WHAT TO PRODUCE>
Would you please report how many lines of the listing contain "backward"? Reply with that number only.
※
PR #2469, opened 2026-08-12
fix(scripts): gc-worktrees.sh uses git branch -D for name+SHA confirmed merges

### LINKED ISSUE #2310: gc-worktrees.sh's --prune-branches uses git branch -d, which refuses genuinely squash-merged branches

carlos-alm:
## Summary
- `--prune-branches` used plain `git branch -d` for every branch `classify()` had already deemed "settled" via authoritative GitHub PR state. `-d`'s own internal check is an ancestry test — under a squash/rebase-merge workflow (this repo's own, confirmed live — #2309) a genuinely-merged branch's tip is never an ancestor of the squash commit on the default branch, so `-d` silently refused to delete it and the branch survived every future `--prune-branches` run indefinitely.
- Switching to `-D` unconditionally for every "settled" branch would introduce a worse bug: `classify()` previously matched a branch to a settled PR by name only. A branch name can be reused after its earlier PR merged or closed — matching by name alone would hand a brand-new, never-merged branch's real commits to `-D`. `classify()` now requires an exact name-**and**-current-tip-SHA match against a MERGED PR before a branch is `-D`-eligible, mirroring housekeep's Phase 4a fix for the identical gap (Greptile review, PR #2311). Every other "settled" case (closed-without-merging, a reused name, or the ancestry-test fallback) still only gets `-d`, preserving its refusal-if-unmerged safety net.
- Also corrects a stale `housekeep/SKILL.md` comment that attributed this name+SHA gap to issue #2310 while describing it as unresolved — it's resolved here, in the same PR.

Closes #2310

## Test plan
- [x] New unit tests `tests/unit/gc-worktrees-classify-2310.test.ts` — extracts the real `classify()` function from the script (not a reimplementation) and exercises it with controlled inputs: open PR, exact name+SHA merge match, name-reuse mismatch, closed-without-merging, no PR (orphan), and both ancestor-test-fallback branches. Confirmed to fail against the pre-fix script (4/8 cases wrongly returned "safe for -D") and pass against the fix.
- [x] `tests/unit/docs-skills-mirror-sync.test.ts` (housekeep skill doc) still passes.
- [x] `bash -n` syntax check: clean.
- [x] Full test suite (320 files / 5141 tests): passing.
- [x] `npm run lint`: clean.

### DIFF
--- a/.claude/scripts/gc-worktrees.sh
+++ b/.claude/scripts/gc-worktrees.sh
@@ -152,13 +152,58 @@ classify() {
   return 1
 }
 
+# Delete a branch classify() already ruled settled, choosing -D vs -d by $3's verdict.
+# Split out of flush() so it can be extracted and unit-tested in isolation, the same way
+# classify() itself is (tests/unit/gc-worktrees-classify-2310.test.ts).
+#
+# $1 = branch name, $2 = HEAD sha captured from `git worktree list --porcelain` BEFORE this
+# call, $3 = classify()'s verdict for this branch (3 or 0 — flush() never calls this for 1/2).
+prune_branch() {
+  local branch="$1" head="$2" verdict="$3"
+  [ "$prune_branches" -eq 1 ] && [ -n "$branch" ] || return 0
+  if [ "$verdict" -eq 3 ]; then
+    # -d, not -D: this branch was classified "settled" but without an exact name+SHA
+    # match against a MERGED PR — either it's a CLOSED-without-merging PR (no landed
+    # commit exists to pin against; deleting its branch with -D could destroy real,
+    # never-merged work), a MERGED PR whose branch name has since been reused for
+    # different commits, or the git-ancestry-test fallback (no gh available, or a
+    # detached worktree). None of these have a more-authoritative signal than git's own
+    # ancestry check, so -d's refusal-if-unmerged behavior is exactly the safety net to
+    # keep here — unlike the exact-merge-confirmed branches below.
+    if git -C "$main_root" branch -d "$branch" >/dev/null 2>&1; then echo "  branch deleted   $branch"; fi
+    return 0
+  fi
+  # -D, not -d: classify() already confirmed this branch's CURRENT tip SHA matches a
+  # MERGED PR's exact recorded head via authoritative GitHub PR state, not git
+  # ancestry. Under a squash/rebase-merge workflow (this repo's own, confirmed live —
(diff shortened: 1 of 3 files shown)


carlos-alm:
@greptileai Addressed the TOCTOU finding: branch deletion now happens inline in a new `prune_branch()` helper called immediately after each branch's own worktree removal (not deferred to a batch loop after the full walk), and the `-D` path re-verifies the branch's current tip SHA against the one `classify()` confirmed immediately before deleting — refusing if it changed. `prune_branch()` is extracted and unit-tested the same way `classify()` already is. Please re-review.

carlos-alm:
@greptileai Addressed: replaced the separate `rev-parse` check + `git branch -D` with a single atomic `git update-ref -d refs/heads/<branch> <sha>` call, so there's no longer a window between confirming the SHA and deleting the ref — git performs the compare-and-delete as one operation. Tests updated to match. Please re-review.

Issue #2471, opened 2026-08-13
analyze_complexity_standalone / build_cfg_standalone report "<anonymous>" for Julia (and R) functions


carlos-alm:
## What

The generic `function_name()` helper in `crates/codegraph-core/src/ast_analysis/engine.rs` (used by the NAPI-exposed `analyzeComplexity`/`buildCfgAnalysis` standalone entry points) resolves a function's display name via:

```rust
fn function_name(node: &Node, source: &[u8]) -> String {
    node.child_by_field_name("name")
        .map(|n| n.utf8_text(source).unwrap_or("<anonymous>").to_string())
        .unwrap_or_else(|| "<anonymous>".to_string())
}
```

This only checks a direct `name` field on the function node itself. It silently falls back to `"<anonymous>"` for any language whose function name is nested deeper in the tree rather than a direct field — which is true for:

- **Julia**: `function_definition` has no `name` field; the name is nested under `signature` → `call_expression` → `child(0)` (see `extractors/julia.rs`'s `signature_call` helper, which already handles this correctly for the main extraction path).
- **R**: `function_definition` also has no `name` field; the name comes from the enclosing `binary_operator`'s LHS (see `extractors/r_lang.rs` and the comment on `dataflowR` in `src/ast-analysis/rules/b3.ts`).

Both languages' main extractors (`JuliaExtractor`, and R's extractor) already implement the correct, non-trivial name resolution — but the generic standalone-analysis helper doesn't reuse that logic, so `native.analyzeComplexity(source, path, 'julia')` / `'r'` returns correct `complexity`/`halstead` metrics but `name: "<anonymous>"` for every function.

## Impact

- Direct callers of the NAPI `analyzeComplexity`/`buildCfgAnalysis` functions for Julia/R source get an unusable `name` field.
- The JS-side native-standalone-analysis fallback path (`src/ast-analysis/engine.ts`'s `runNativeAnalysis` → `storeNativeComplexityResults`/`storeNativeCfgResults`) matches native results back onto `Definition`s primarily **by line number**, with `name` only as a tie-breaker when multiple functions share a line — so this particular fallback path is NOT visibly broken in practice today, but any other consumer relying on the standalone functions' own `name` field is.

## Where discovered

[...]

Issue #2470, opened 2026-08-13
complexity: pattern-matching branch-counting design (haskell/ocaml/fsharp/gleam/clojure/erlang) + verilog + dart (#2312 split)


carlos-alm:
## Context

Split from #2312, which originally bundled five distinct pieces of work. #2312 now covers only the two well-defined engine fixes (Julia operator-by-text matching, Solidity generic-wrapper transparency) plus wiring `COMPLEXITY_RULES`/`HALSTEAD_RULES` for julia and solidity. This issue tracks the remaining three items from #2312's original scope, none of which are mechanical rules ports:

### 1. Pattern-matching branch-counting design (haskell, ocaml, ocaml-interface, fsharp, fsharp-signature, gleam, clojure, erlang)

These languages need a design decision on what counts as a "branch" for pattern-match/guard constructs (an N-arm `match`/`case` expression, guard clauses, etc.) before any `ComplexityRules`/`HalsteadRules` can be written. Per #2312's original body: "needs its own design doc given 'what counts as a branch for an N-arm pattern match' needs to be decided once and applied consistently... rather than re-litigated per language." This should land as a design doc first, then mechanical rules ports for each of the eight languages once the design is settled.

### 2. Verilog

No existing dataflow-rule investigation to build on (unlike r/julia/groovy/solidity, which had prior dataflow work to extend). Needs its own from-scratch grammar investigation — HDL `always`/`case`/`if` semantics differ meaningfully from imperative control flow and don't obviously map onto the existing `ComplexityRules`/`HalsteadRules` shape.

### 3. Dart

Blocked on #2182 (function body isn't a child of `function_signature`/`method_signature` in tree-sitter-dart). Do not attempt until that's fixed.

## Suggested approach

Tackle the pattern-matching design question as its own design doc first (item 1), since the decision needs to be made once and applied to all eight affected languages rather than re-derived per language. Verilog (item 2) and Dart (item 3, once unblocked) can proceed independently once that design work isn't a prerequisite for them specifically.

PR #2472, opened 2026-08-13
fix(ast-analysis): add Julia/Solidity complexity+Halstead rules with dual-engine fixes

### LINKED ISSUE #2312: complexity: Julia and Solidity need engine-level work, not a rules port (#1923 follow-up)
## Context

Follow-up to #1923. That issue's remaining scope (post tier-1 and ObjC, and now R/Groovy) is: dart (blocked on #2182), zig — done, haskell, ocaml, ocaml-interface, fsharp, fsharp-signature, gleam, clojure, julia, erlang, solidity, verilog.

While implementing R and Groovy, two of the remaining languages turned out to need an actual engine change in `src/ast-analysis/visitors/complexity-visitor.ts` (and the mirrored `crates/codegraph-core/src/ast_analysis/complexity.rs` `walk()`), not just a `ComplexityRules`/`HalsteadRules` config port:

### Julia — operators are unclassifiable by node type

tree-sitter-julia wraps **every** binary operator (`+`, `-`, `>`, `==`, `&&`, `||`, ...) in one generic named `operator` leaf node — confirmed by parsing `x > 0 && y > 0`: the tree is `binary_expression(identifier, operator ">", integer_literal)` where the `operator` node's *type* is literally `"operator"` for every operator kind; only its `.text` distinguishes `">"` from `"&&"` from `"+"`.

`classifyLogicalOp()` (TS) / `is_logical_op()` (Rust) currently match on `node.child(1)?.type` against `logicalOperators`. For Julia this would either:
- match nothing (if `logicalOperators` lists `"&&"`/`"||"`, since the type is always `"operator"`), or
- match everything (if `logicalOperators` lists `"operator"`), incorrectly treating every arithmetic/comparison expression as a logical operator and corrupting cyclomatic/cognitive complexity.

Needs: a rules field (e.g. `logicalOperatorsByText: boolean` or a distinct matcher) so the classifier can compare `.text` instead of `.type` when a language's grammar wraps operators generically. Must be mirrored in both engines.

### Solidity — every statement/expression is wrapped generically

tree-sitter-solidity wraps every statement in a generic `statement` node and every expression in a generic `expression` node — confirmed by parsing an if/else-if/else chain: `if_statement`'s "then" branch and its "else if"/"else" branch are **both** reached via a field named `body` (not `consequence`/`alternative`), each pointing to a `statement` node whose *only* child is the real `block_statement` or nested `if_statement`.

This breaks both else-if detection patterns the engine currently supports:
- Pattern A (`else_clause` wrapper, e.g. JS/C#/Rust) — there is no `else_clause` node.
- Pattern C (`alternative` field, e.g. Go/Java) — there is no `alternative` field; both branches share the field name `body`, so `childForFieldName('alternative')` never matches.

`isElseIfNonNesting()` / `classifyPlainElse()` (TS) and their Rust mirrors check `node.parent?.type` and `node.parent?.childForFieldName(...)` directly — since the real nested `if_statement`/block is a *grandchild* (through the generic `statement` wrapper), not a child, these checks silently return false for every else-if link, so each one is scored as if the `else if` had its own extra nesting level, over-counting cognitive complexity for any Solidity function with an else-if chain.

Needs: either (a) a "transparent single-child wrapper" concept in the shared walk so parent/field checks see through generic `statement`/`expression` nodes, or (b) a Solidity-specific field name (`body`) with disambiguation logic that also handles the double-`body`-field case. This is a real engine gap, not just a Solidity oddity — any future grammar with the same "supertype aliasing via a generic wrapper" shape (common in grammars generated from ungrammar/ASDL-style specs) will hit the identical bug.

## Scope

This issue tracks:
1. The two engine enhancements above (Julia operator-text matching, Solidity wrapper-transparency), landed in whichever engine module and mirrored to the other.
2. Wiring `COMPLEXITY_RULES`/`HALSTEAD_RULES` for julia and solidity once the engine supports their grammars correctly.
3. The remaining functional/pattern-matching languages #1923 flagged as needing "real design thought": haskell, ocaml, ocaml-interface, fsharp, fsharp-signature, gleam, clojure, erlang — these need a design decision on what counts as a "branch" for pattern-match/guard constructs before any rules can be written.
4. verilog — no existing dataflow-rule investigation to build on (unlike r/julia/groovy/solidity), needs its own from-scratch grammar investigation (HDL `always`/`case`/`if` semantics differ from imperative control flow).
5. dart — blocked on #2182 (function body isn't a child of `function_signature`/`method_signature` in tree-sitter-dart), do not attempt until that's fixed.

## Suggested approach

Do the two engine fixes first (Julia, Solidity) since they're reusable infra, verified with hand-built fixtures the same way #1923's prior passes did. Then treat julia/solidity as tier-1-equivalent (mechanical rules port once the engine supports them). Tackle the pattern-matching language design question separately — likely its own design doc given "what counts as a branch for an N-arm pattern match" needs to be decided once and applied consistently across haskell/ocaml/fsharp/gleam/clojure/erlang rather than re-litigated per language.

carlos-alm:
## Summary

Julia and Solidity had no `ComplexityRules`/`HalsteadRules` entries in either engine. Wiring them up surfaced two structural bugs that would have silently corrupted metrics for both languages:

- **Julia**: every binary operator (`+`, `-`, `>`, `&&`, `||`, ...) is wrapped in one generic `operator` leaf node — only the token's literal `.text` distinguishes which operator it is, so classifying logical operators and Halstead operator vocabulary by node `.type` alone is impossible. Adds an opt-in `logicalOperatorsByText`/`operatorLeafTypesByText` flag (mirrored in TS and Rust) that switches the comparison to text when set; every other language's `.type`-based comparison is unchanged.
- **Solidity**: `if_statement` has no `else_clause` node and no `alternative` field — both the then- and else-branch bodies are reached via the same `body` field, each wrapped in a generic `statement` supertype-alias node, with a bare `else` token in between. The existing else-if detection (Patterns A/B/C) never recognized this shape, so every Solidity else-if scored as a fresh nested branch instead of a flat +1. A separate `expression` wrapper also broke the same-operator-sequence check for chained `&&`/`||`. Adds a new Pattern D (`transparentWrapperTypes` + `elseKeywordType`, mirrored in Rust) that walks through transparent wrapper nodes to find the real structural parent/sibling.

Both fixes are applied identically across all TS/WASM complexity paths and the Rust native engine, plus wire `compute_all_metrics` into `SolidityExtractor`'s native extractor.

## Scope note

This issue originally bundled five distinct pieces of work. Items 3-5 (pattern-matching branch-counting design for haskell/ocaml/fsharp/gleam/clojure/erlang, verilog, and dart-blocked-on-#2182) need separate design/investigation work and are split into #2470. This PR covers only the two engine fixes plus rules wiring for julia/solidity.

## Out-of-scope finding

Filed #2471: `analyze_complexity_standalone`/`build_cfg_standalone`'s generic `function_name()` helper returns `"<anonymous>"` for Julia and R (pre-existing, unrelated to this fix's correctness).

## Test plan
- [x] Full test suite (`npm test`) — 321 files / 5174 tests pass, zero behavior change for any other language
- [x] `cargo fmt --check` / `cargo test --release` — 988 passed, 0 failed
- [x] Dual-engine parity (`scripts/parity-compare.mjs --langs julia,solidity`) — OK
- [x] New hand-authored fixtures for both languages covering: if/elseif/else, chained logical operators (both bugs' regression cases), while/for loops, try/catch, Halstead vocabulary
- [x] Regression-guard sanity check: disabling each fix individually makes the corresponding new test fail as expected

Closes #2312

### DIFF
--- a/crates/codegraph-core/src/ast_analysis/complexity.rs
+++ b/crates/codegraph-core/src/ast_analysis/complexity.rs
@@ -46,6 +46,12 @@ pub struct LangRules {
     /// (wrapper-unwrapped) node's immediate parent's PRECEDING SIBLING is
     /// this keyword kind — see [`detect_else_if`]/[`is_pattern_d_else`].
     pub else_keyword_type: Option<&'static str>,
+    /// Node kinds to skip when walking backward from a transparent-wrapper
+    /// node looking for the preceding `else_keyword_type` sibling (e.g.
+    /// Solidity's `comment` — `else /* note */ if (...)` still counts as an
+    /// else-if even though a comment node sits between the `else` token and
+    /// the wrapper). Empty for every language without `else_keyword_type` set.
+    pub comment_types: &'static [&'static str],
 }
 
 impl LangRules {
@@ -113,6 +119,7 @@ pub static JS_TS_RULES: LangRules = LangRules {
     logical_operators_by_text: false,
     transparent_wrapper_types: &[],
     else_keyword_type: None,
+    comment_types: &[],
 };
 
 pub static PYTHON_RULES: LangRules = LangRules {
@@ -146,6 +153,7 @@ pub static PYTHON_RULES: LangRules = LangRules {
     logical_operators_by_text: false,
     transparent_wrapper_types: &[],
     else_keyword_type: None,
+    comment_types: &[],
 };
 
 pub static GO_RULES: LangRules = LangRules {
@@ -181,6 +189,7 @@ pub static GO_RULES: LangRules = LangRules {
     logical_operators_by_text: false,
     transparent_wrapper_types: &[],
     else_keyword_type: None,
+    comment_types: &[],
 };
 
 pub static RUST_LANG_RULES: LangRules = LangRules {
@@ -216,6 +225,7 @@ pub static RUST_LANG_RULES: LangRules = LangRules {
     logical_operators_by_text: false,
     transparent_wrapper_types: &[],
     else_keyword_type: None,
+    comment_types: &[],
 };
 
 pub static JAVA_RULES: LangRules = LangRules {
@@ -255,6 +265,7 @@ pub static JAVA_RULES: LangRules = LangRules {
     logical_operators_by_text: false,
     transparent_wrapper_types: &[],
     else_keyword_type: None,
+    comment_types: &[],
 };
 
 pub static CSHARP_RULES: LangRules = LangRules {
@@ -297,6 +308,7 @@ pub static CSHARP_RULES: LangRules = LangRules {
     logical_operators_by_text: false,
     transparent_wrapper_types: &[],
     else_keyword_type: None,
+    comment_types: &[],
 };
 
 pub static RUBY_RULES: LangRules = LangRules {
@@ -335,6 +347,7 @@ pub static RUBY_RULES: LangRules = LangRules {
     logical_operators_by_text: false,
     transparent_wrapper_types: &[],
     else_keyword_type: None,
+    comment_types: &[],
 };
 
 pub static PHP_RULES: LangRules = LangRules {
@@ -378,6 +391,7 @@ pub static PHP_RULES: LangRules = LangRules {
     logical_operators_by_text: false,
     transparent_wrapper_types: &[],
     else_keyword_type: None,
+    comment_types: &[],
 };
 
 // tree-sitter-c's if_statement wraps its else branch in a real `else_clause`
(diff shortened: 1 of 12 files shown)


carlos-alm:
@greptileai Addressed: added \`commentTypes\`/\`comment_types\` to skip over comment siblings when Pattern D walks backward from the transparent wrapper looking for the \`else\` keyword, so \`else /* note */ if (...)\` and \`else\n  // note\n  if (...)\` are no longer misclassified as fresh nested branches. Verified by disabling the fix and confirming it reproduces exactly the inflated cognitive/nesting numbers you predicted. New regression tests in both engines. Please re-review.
※
FINISHED TASK>
2